Devo cobrar mais barato no começo?
Pode, desde que o desconto tenha data e critério de saída escritos antes de começar — por exemplo, os quinze primeiros pacientes ou até o fim do trimestre, o que vier primeiro. Sem esse limite definido, o preço de entrada vira o preço definitivo, e subir depois dá muito mais trabalho do que teria dado começar mais alto.
Vale a pena alugar uma sala antes de ter pacientes?
Raramente. Sala própria é o formato com maior custo fixo mensal e o que exige mais atendimentos só para empatar. Começar online ou em sala compartilhada por turno mantém o custo baixo enquanto a agenda ainda é irregular.

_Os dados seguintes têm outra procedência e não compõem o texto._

PR #1485, opened 2023-02-13
OSD-15177 switch to mustonlyhave complianceType by default

mrbarge:
### What type of PR is this?
Bug

Switch to a `mustonlyhave` policy compliance type by default.

Using `musthave` policy type can result in lingering data being left in target resources if those resources are changed over time in the Policy. For RBAC, this can lead to leftover permissions left in Roles/ClusterRoles that are no longer present in the policy itself.

[OSD-15177](https://issues.redhat.com//browse/OSD-15177)


mrbarge:
/hold
Just so this gets sanity-checked first. But feel free to unhold if it is sane!

PR #1488, opened 2023-02-13
Fix manifests with syntax errors that cause generated polices to be noncompliant

mprahl:
### What type of PR is this?
cleanup

These commits fix syntax errors in the manifests used to generate policies. This will significantly reduce the churn on the Hub cluster since the current behavior of ACM policies is to send a noncompliant status update every time an invalid object manifest is encountered.

https://issues.redhat.com/browse/OSD-15257

    ```yaml
    matchExpressions:
      operator: NotIn
      values: ["true"]
    ```

### DIFF
--- a/deploy/backplane/elevated-sre/20-cluster-admin.User.yml
+++ b/deploy/backplane/elevated-sre/20-cluster-admin.User.yml
@@ -2,3 +2,4 @@ apiVersion: user.openshift.io/v1
 kind: User
 metadata:
   name: backplane-cluster-admin
+groups: null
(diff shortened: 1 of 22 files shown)


deploy/backplane/elevated-sre/20-cluster-admin.User.yml
```diff
@@ -1,4 +1,5 @@
 apiVersion: user.openshift.io/v1
 kind: User
 metadata:
-  name: backplane-cluster-admin
\ No newline at end of file
+  name: backplane-cluster-admin
+groups: []
```
jewzaam, line 5:
```suggestion
groups: null
```
When a User is created w/o `groups` the value defaults to `null`, suggest we keep consistency with that default.

jewzaam (changes requested):

jewzaam (approved):
/approve

I think the PR check is failing, make sure `make` is run?

PR #1472, opened 2023-02-08
Add iam:TagInstanceProfile permission to Installer role

andreadecorte:
OCM creates InstanceProfile resources but so far they were not tagged. 

### What type of PR is this?
Feature

### What this PR does / why we need it?
This adds the necessary permission to allow tagging and align with all the other AWS resources.

### Which Jira/Github issue(s) this PR fixes?
Related: [SDA-7934](https://issues.redhat.com//browse/SDA-7934)

### Pre-checks (if applicable):
- [ ] Tested latest changes against a cluster
- [ ] Included documentation changes with PR
- [ ] If this is a new object that is not intended for the FedRAMP environment (if unsure, please reach out to team FedRAMP), please exclude it with:

    ```yaml
    matchExpressions:
    - key: api.openshift.com/fedramp
      operator: NotIn
      values: ["true"]
    ```

PR #1489, opened 2023-02-13
Add tag instance profile to installer and core installer policies

jharrington22:
### What type of PR is this?
cleanup

Adding IAM actions from #1472 to the installer core and installer policy. They should be in all until we have a path to install HyperShift only policies [SDA-8155](https://issues.redhat.com/browse/SDA-8155)

    ```yaml
    matchExpressions:
      operator: NotIn
      values: ["true"]
    ```

### DIFF
--- a/resources/sts/4.12/sts_installer_core_permission_policy.json
+++ b/resources/sts/4.12/sts_installer_core_permission_policy.json
@@ -92,6 +92,7 @@
 		    "iam:CreateInstanceProfile",
 		    "iam:DeleteInstanceProfile",
 		    "iam:GetInstanceProfile",
+		    "iam:TagInstanceProfile",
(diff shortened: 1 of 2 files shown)


resources/sts/4.12/sts_installer_core_permission_policy.json
```diff
@@ -92,6 +92,7 @@
 		    "iam:CreateInstanceProfile",
 		    "iam:DeleteInstanceProfile",
 		    "iam:GetInstanceProfile",
+            "iam:TagInstanceProfile",
```
fahlmant, line 95: Formatting looks a little off here

fahlmant (approved):
/lgtm
/approve

PR #1490, opened 2023-02-13
deploy a routemonitor for each hostedcontrolplane

anispate:
As RMO watches all namespaces for routeMonitors. Currently, we're using this to monitor the cluster console route in classic OSD, and therefore will need the same functionality on Hypershift. This is related to [OSD-14588](https://issues.redhat.com/browse/OSD-14588) ticket

### DIFF
--- a/deploy/acm-policies/50-GENERATED-hypershift-route-monitor-operator.Policy.yaml
+++ b/deploy/acm-policies/50-GENERATED-hypershift-route-monitor-operator.Policy.yaml
@@ -1,0 +1,76 @@
+---
+apiVersion: policy.open-cluster-management.io/v1
+kind: Policy
+metadata:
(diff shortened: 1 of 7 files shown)


yithian:
The files in `hack/` don't look right to me, they shouldn't have `namespaceSelector`s, for one thing.

Can you try running `make` and seeing if there are any changes to them?

yithian (changes requested):
The files in `hack/` don't look right to me, they shouldn't have `namespaceSelector`s, for one thing.

Can you try running `make` and seeing if there are any changes to them?

yithian (changes requested):
don't forget to add the `hypershift-route-monitor-operator` directory to `scripts/generate-policy-config.py`

PR #1493, opened 2023-02-14
Add route53:GetAccountLimit permission for HS preflight check

tbrisker:
### What type of PR is this?
_feature_

In order to check if user has enough quota for creating hosted zones, we need this permission.

_Required for SDA-7726_

    ```yaml
    matchExpressions:
      operator: NotIn
      values: ["true"]
    ```


jharrington22 (approved):
/lgtm

PR #1494, opened 2023-02-14
'roleRef' PR check excludes 'namespace'

jewzaam:
### What type of PR is this?
cleanup

The 'namespace' property we have added in many roleRef is not a property in the specification of RoleBinding.  ACM Policy validation fails because of this.  Therefore we need to remove this invalid and ineffectual property (it doesn't get persisted in cluster at all).  This change permits the PR check for roleRef changes to ignore changes to .roleRef.namespace.

Related to https://issues.redhat.com/browse/SDE-2633 

    ```yaml
    matchExpressions:
      operator: NotIn
      values: ["true"]
    ```


fahlmant (approved):
/lgtm
/approve

PR #1496, opened 2023-02-14
OSD-15258 Fix policy non-compliant issues with missing resources

jewzaam:
### What type of PR is this?
bug

Remove some policies that will never be compliant because the RBAC references resources that will never exist.

https://issues.redhat.com/browse/OSD-15258

    ```yaml
    matchExpressions:
      operator: NotIn
      values: ["true"]
    ```


cblecker:
Less lines of code? I'm in.
/lgtm
/approve

PR #1, opened 2018-11-21
CloudEvents OM/Extensions and JSON serializer baseline

clemensv:
Tracking PR for visibility - Don't merge just yet.

Signed-off-by: clemensv <clemensv@microsoft.com>


src/CloudNative.CloudEvents/CloudEvent.cs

A regra: só assuma o custo do formato seguinte quando os últimos três meses fechados já tiverem coberto esse custo.
Como escolher a área de atuação sendo recém-formada?
Olhe a interseção de três coisas: o que você atendeu no estágio e gostou de conduzir, quem já está ao seu alcance hoje (colegas, academia, igreja, trabalho anterior, rede da família) e o que esse público consegue pagar. Escolha um recorte que caiba numa frase que o paciente reconheça. Você pode revisar a escolha em seis meses; ficar sem escolha nenhuma é que trava.
Preciso de Instagram para conseguir pacientes?
Não é obrigatório, mas é o canal com menor custo de entrada para quem está começando sem rede local. O que não funciona é abrir cinco canais ao mesmo tempo. Escolha um, dê a ele todas as horas que você tem para captação durante dois meses e avalie. Indicação de pessoas próximas e parceria com profissionais que atendem o mesmo público costumam ser as outras duas opções realistas.
Que equipamentos são indispensáveis no primeiro atendimento?
Para atendimento online, praticamente nada além de computador e internet estável. Para presencial, o mínimo é balança, estadiômetro e fita métrica; adipômetro entra se você usa dobras na sua conduta. Maca, armário e mobiliário só fazem sentido em sala própria. Comprar equipamento antes de ter agenda é o gasto mais fácil de adiar.